**Exercise goal:** Repeat the whole listing below with nothing added or dropped.

+===+

Issue #68, opened 2020-04-13
Option to disable take-backs for game


ezhan94:
Prevents players from exploiting it to test throws. Since you can queue up a play anyways, this feature isn't necessary imo.

rbtying:
All other players are notified via game-chat that a take back has occurred, so I don't think the ability to take back a play makes a meaningful difference here?

The implementation currently assumes that players want to play in good faith. For example, there's nothing stopping you from opening a new tab and entering the room using somebody else's name to see their hand.

cai-jack:
just pushed in the codes for this. This actually made a difference in our play. U can't always assume good faith playing in all cases, as it turned out :)

Also, I discovered a nice feature when takeback is disabled. Everytime when a trick is blocked, we took back the play, replayed the blocked cards. As it turned out, you don't actually have to do that. With takeback disabled, I found out following players can only play against the blocked cards! Save a bit of hustle in playing, the previous trick shows the blocked trick, and makes implementing this feature much simpler (I was thinking that I needed to handle this case after takeback is disabled)

PR #169, opened 2020-07-03
#68: add game option to disable play take back

cai-jack:


core/src/interactive.rs
```diff
@@ -392,6 +397,8 @@ impl BroadcastMessage {
                 protected longer tuples from being drawn out by shorter ones (pair does not draw triple)", n?),
             ThrowEvaluationPolicySet { policy: ThrowEvaluationPolicy::All } => format!("{} set throws to be evaluated based on all of the cards", n?),
             ThrowEvaluationPolicySet { policy: ThrowEvaluationPolicy::Highest } => format!("{} set throws to be evaluated based on the highest card", n?),
+            PlayTakebackPolicySet { policy: PlayTakebackPolicy::AllowPlayTakeback } => format!("{} allowed play takeback", n?),
```
rbtying, line 400: "taking back plays" rather than "play takeback"?

PR #178, opened 2020-07-03
bug fix: eliminate flicker during drawing by using synced file loadin…

cai-jack:
…g instead of async

the use of suspense and lazy loading of svg cards causes annoying flickering especially at draw phase. This fix should make it  visually more pleasant to use

### DIFF
--- a/frontend/src/Card.tsx
+++ b/frontend/src/Card.tsx
@@ -5,327 +5,114 @@ import InlineCard from "./InlineCard";
 import { cardLookup } from "./util/cardHelpers";
 import { SettingsContext } from "./AppStateProvider";
 
-const Svg1B = React.lazy(
-  async () => await import("./generated/playing-cards/1B")
-);
-const Svg2C = React.lazy(
-  async () => await import("./generated/playing-cards/2C")
-);
-const Svg2J = React.lazy(
-  async () => await import("./generated/playing-cards/2J")
-);
-const Svg3D = React.lazy(
-  async () => await import("./generated/playing-cards/3D")
-);
-const Svg4C = React.lazy(
-  async () => await import("./generated/playing-cards/4C")
-);
-const Svg4S = React.lazy(
-  async () => await import("./generated/playing-cards/4S")
-);
-const Svg5H = React.lazy(
-  async () => await import("./generated/playing-cards/5H")
-);
-const Svg6D = React.lazy(
-  async () => await import("./generated/playing-cards/6D")
-);
-const Svg7C = React.lazy(
-  async () => await import("./generated/playing-cards/7C")
-);
-const Svg7S = React.lazy(
-  async () => await import("./generated/playing-cards/7S")
-);
-const Svg8H = React.lazy(
-  async () => await import("./generated/playing-cards/8H")
-);
-const Svg9D = React.lazy(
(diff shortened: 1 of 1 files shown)


cai-jack:
hmm, ci failed complaining about something I did not change. local cargo clippy runs  fine:

    Checking shengji-core v0.1.0 (/Users/rust/Projects/shengji/core)
    Checking shengji v0.1.0 (/Users/rust/Projects/shengji/backend)
    Finished dev [unoptimized + debuginfo] target(s) in 8.97s

cai-jack:
error: couldn't read backend/src/../../frontend/dist/playing-cards.js: No such file or directory (os error 2)
##[error]   --> backend/src/main.rs:688:25
    |
688 | static CARDS_JS: &str = include_str!("../../frontend/dist/playing-cards.js");
    |                         ^^^^^^^^^^^^^^^^^^^^^^^^^^^^^^^^^^^^^^^^^^^^^^^^^^^^
    |
    = note: this error originates in a macro (in Nightly builds, run with -Z macro-backtrace for more info)

looks like ci does not pull this file?

cai-jack:
@rbtying

cai-jack:
yes. it is consistently flickering during the draw phase, even after resetting the game with cards already loaded, not very usable in my opinion. Also, the svg files are already loaded into client side with the static imports, should not consume extra bandwidth afterwards.

rbtying:
> yes. it is consistently flickering during the draw phase, even after resetting the game with cards already loaded, not very usable in my opinion.
Interesting. we could try bundling all of the SVGs together into a single async loaded component?

> Also, the svg files are already loaded into client side with the static imports, should not consume extra bandwidth afterwards.
Since 90% of players will never use the SVG cards, and the JS bundle without the SVG is ~350KiB (and with SVG is ~1.4MiB), I'd prefer not to slow down load time for all players unless they have actually opted into using SVG cards. I can't reproduce the issue you're seeing -- what browser are you using? Do you see more than one request to playing-cards.js?

cai-jack:
Google Chrome on MacOS. I ran a few more tests: If a subsequent game draws cards that were not in previous game(s), the most noticeable flickering occurs when a "new" card is drawn and inserted into the middle of the hand. It feels like the cards after the insertion point jumped for the insertion:). I don't think it is the issue of more request to playing-cards.js, the async loading is. If your concern is the bandwidth, is there a way to conditionally load them and make the cards available only when the setting is on? react.lazy seems to make sure you can't do that until the component is ready to render

rbtying:
Interesting. Like I said, I can't reproduce -- I tried with Chrome on Catalina. The intent of the `React.lazy` here was to async load all of the cards once any card was requested. If we're for some reason observing transient states while loading new cards, even after the network request, we can try bundling all of the cards into a single component to async load (rather than loading them one at a time, even though the underlying file is the same file). If you're familiar with another way to do this, I'm happy to try it?

I'm strongly against adding ~3 seconds of load time (@ 300KiB/s download rate) for a feature that very few people seem to use.

rbtying:
https://github.com/rbtying/shengji/tree/svg-card-batch-load

Does this resolve the issue locally for you ?

cai-jack:
Yes. it does! Thanks.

+===+

**Completed exercise:**
Issue #68, opened 2020-04-13
Option to disable take-backs for game


ezhan94:
Prevents players from exploiting it to test throws. Since you can queue up a play anyways, this feature isn't necessary imo.

rbtying:
All other players are notified via game-chat that a take back has occurred, so I don't think the ability to take back a play makes a meaningful difference here?

The implementation currently assumes that players want to play in good faith. For example, there's nothing stopping you from opening a new tab and entering the room using somebody else's name to see their hand.

cai-jack:
just pushed in the codes for this. This actually made a difference in our play. U can't always assume good faith playing in all cases, as it turned out :)

Also, I discovered a nice feature when takeback is disabled. Everytime when a trick is blocked, we took back the play, replayed the blocked cards. As it turned out, you don't actually have to do that. With takeback disabled, I found out following players can only play against the blocked cards! Save a bit of hustle in playing, the previous trick shows the blocked trick, and makes implementing this feature much simpler (I was thinking that I needed to handle this case after takeback is disabled)

PR #169, opened 2020-07-03
#68: add game option to disable play take back

cai-jack:


core/src/interactive.rs
```diff
@@ -392,6 +397,8 @@ impl BroadcastMessage {
                 protected longer tuples from being drawn out by shorter ones (pair does not draw triple)", n?),
             ThrowEvaluationPolicySet { policy: ThrowEvaluationPolicy::All } => format!("{} set throws to be evaluated based on all of the cards", n?),
             ThrowEvaluationPolicySet { policy: ThrowEvaluationPolicy::Highest } => format!("{} set throws to be evaluated based on the highest card", n?),
+            PlayTakebackPolicySet { policy: PlayTakebackPolicy::AllowPlayTakeback } => format!("{} allowed play takeback", n?),
```
rbtying, line 400: "taking back plays" rather than "play takeback"?

PR #178, opened 2020-07-03
bug fix: eliminate flicker during drawing by using synced file loadin…

cai-jack:
…g instead of async

the use of suspense and lazy loading of svg cards causes annoying flickering especially at draw phase. This fix should make it  visually more pleasant to use

### DIFF
--- a/frontend/src/Card.tsx
+++ b/frontend/src/Card.tsx
@@ -5,327 +5,114 @@ import InlineCard from "./InlineCard";
 import { cardLookup } from "./util/cardHelpers";
 import { SettingsContext } from "./AppStateProvider";
 
-const Svg1B = React.lazy(
-  async () => await import("./generated/playing-cards/1B")
-);
-const Svg2C = React.lazy(
-  async () => await import("./generated/playing-cards/2C")
-);
-const Svg2J = React.lazy(
-  async () => await import("./generated/playing-cards/2J")
-);
-const Svg3D = React.lazy(
-  async () => await import("./generated/playing-cards/3D")
-);
-const Svg4C = React.lazy(
-  async () => await import("./generated/playing-cards/4C")
-);
-const Svg4S = React.lazy(
-  async () => await import("./generated/playing-cards/4S")
-);
-const Svg5H = React.lazy(
-  async () => await import("./generated/playing-cards/5H")
-);
-const Svg6D = React.lazy(
-  async () => await import("./generated/playing-cards/6D")
-);
-const Svg7C = React.lazy(
-  async () => await import("./generated/playing-cards/7C")
-);
-const Svg7S = React.lazy(
-  async () => await import("./generated/playing-cards/7S")
-);
-const Svg8H = React.lazy(
-  async () => await import("./generated/playing-cards/8H")
-);
-const Svg9D = React.lazy(
(diff shortened: 1 of 1 files shown)


cai-jack:
hmm, ci failed complaining about something I did not change. local cargo clippy runs  fine:

    Checking shengji-core v0.1.0 (/Users/rust/Projects/shengji/core)
    Checking shengji v0.1.0 (/Users/rust/Projects/shengji/backend)
    Finished dev [unoptimized + debuginfo] target(s) in 8.97s

cai-jack:
error: couldn't read backend/src/../../frontend/dist/playing-cards.js: No such file or directory (os error 2)
##[error]   --> backend/src/main.rs:688:25
    |
688 | static CARDS_JS: &str = include_str!("../../frontend/dist/playing-cards.js");
    |                         ^^^^^^^^^^^^^^^^^^^^^^^^^^^^^^^^^^^^^^^^^^^^^^^^^^^^
    |
    = note: this error originates in a macro (in Nightly builds, run with -Z macro-backtrace for more info)

looks like ci does not pull this file?

cai-jack:
@rbtying

cai-jack:
yes. it is consistently flickering during the draw phase, even after resetting the game with cards already loaded, not very usable in my opinion. Also, the svg files are already loaded into client side with the static imports, should not consume extra bandwidth afterwards.

rbtying:
> yes. it is consistently flickering during the draw phase, even after resetting the game with cards already loaded, not very usable in my opinion.
Interesting. we could try bundling all of the SVGs together into a single async loaded component?

> Also, the svg files are already loaded into client side with the static imports, should not consume extra bandwidth afterwards.
Since 90% of players will never use the SVG cards, and the JS bundle without the SVG is ~350KiB (and with SVG is ~1.4MiB), I'd prefer not to slow down load time for all players unless they have actually opted into using SVG cards. I can't reproduce the issue you're seeing -- what browser are you using? Do you see more than one request to playing-cards.js?

cai-jack:
Google Chrome on MacOS. I ran a few more tests: If a subsequent game draws cards that were not in previous game(s), the most noticeable flickering occurs when a "new" card is drawn and inserted into the middle of the hand. It feels like the cards after the insertion point jumped for the insertion:). I don't think it is the issue of more request to playing-cards.js, the async loading is. If your concern is the bandwidth, is there a way to conditionally load them and make the cards available only when the setting is on? react.lazy seems to make sure you can't do that until the component is ready to render

rbtying:
Interesting. Like I said, I can't reproduce -- I tried with Chrome on Catalina. The intent of the `React.lazy` here was to async load all of the cards once any card was requested. If we're for some reason observing transient states while loading new cards, even after the network request, we can try bundling all of the cards into a single component to async load (rather than loading them one at a time, even though the underlying file is the same file). If you're familiar with another way to do this, I'm happy to try it?

I'm strongly against adding ~3 seconds of load time (@ 300KiB/s download rate) for a feature that very few people seem to use.

rbtying:
https://github.com/rbtying/shengji/tree/svg-card-batch-load

Does this resolve the issue locally for you ?

cai-jack:
Yes. it does! Thanks.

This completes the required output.